The obvious question that arises is how community leaders might be able to more effectively utilize existing data. More specifically, one can speculate as to whether or there is some effective way of adapting or utilizing information technology in order to develop tools to aid in community planning and revitalization.

III. Design Motivations

Geographic Information Systems in Planning

At first glance, Geographic Information Systems (GIS) technology seems very well suited to community planning. A GIS essentially is a tool that allows for the storage, visualization, and analysis of spatial data. But as is evidenced throughout the works Ghose and Chrisman, there is more to the GIS paradigm than just a technology [Ghose2001 and Chrisman1999]. Rather, there is an entire realm of political and socio-economic considerations that keep this technology from being accessible or ultimately beneficial to community residents and groups. Chrisman suggests that the definition of a GIS should be as follows: "Organized activity by which people measure and represent geographic phenomena then transform these representations into other forms while interacting with social structures" [Chrisman1999, 166]. Clearly there are social and societal implications associated with the use of GIS systems. The problem according to Ghose is that people in blighted communities do not have the resources or expertise to effectively access and utilize these systems.
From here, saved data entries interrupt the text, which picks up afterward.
PR #2162, opened 2021-06-14
Smarter auto fallback

ahopkins:
This relates back to the error formatting from #1937.

It adds:
- `error_format` on `@app.route` and convenience methods
- _smarter_ "auto" check

At startup, every route will now have an `error_format` assigned to it. This can be configured at the route level (perhaps we can think about adding it at Blueprint or BlueprintGroup).

```python
@app.route(..., error_format="text")
```

If it is not set, then it will use the value of `FALLBACK_ERROR_FORMAT`, which can be set to "text", "json", "html", or "auto". **It will _now_ default to "auto".**

---

What does `auto` do now? Previously it would try and look at the incoming headers and make a guess by looking at the request content-type and request body (for json).

Now, it at startup it will evaluate the returns of the route handlers and look for `text()`, `json()`, `html()`, etc. It is still not perfect obviously. And, I think we still might want to add a check incoming `Accept` headers to make sure the selection makes sense.

If `auto` does not come up with a guess it will fallback `HTMLRenderer`, which can be reconfigured if you use your own base `Config` (see #2119).

---

TODO:

- [x] Make sure that `FALLBACK_ERROR_FORMAT` is a proper value
- [x] Tests
- [x] Check incoming headers (pushed to #2171)


Tronic:
> What does auto do now? Previously it would try and look at the incoming headers and make a guess by looking at the request content-type and request body (for json).

Should be using the `accept` header instead:
* If it includes (starts with, even) `text/html`: HTML
* If it includes `application/json`: JSON
* Else (it is probably `*/*` the default of curl, wget and fetch):
  - check `content-type` for `application/json`: JSON (Note 1!)
  - otherwise return TEXT.

Note 1: Request body and content-type detection has the drawback that requests with no body "randomly" return different format error responses, so I might even leave out this detection entirely but certainly wouldn't be looking at `request.json`. Tough luck for those JSON users who do not correctly specify `accept`.

Tronic:
Other relevant cases for the above: img, script, video, audio etc. tags, where that logic would return a text response. What is returned doesn't matter much because browsers won't show the response even in developer tools; maybe an empty response would be more appropriate.

ahopkins:
> Other relevant cases for the above: img, script, video, audio etc. tags, where that logic would return a text response. What is returned doesn't matter much because browsers won't show the response even in developer tools; maybe an empty response would be more appropriate.

Not sure that I agree that it should be an empty response; you could be accessing the resource directly in a browser.

Tronic:
> > Other relevant cases for the above: img, script, video, audio etc. tags, where that logic would return a text response. What is returned doesn't matter much because browsers won't show the response even in developer tools; maybe an empty response would be more appropriate.
> 
> Not sure that I agree that it should be an empty response; you could be accessing the resource directly in a browser.

I believe in that case the accept header lists text/html. It only shows image and other formats if the request is from an HTML element.

ahopkins:
OK. I'll check that.

ahopkins:
This is roughly the logic:

- Use explicit `error_format`, if available
- Use likely intended response type, if available (this will cover the MAJORITY of use cases)
- Use the fallback
- If the fallback is `auto`:
    - Look to see if `text/html` is first in Accept header, use HTMLRenderer
    - Look to see if `application/json` is anywhere in Accept or if incoming request has `content-type: application/json`, use JSONRenderer
    - Check if completely missing Accept header, use TextRenderer (Likely coming from a raw socket)
    - If still nothing matches...
        - Check if its a poorly formatted JSON request, and use JSONRenderer (covers backwards compat)
        - Fallback to TextRenderer if curl
- In all cases, if there is an Accept header, make sure it is allowed
- If not, loop thru the Accept and stop at the first match (we may need to add some more potential matches here, but that can be in another iteration)
- If still nothing, use base renderer (which is HTMLRenderer for compat. Change this to TextRenderer in v22.3)

sanic/errorpages.py
```diff
@@ -398,34 +401,89 @@ def exception_response(
...
+                    # package like requests or httpx
+                    try:
+                        # Give them the benefit of the doubt if they did:
+                        # $ curl localhost:8000 -d '{"foo": "bar"}'
+                        # And provide them with JSONRenderer
+                        renderer = (
+                            JSONRenderer  # type: ignore
+                            if request.json
+                            else default
+                        )
```
Tronic, line 464: I would leave these out. Custom handling for curl can be confusing when debugging why it doesn't work in browser or elsewhere.

ahopkins: Good point

Tronic: Okay, I guess this gets simplified at 22.3. Maybe emit warnings for the cases that would be changed then or in case for the json body detection, could be changed maybe a year later? (reading body to determine type is problematic and just evil).

sanic/errorpages.py
```diff
@@ -340,41 +340,138 @@ def escape(text):
...
                 try:
-                    renderer = JSONRenderer if request.json else HTMLRenderer
-                except InvalidUsage:
+                    render_format = request.route.ctx.error_format
+                except AttributeError:
+                    ...
+
+            content_type, *_ = request.headers.getone(
+                "content-type", ""
+            ).split(";")
```
Tronic, line 402: Suggesting `.split(";", 1)[0]` instead of unpacking assignment.

tests/test_errorpages.py
```diff
@@ -74,13 +80,194 @@ def test_auto_fallback_with_content_type(app):
     app.config.FALLBACK_ERROR_FORMAT = "auto"
 
     _, response = app.test_client.get(
-        "/error", headers={"content-type": "application/json"}
+        "/error", headers={"content-type": "application/json", "accpet": "*/*"}
```
Tronic, line 83: I assume that the typo in accept is unintentional.

tests/test_errorpages.py
```diff
@@ -74,13 +80,194 @@ def test_auto_fallback_with_content_type(app):
...
     )
     assert response.status == 500
     assert response.content_type == "application/json"
 
     _, response = app.test_client.get(
-        "/error", headers={"content-type": "text/plain"}
+        "/error", headers={"content-type": "foo/bar", "accpet": "*/*"}
```
Tronic, line 89: Ditto

vltr (approved):
it seems all good to me! :sunglasses:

Conversely, city government organizations generally do have the expertise and resources to implement information technology solutions for city organization and planning. The city of Baltimore, Maryland serves as a strong model for how Geographic Information System technology can be effectively used by a city for planning and internal management. Project 5000 is a Baltimore city initiative to acquire and demolish 5000 abandoned housing units in an attempt to promote redevelopment. In order to track properties and mark them as being identified, acquired, or demolished, a GIS system is utilized. The Mayor's Office of Information Technology (MOIT) has developed a large body of GIS data in order to perform the desired mapping. The effect of being able to easily view the target properties and the various stages of the project is dramatic, and suggests the power of data visualization with respect to urban planning and city management.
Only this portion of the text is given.